EXERCISE:
Your task is to work out how many lines in the data include the word "causing". Reply with the number alone.

RECORD EXTRACTS:
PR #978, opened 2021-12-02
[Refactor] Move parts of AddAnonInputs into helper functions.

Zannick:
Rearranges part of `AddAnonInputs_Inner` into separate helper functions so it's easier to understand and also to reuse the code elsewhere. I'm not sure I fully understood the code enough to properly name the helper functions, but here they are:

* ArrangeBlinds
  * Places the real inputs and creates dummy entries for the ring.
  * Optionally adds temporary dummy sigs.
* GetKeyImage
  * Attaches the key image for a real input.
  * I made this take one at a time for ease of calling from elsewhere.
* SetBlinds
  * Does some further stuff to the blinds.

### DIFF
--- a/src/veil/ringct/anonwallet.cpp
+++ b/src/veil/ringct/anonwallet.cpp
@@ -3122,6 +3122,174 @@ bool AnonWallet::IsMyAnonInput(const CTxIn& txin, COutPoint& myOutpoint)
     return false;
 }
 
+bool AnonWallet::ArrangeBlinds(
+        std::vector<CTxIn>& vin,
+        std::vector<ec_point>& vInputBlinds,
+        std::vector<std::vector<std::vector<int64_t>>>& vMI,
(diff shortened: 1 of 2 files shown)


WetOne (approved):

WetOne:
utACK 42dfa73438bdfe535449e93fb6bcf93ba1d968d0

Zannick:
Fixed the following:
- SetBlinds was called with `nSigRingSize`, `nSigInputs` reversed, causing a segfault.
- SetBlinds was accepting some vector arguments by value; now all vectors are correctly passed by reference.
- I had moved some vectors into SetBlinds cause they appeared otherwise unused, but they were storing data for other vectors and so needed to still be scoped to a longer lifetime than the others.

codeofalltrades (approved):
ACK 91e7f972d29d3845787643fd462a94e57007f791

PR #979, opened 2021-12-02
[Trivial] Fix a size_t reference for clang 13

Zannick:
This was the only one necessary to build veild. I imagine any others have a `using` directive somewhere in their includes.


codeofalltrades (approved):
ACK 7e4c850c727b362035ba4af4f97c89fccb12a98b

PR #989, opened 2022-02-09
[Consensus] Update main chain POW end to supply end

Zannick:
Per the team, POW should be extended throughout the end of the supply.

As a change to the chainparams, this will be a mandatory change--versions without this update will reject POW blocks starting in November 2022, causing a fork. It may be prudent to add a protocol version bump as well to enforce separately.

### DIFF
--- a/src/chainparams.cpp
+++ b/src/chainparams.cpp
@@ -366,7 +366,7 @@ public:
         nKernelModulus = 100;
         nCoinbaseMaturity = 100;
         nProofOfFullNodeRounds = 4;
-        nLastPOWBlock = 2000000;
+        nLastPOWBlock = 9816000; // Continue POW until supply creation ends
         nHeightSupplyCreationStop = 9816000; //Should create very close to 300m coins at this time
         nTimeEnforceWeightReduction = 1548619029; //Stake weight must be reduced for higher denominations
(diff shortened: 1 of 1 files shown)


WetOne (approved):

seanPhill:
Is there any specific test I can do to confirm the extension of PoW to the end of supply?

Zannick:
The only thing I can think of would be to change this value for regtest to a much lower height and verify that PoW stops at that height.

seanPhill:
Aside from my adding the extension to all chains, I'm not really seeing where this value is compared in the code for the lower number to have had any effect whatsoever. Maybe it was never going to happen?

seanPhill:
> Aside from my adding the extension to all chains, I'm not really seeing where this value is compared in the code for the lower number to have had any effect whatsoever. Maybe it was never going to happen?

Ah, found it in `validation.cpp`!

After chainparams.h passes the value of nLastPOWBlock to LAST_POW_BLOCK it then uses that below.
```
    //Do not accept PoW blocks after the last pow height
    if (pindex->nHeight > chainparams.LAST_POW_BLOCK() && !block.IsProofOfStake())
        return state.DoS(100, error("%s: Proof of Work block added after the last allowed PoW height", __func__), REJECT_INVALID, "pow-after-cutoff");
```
==
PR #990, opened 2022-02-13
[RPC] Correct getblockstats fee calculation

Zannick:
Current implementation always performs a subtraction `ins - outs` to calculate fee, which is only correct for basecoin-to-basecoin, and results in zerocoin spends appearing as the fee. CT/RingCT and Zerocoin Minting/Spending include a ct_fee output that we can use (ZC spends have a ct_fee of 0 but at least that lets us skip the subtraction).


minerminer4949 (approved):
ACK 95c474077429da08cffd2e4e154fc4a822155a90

TASK ANSWER:
2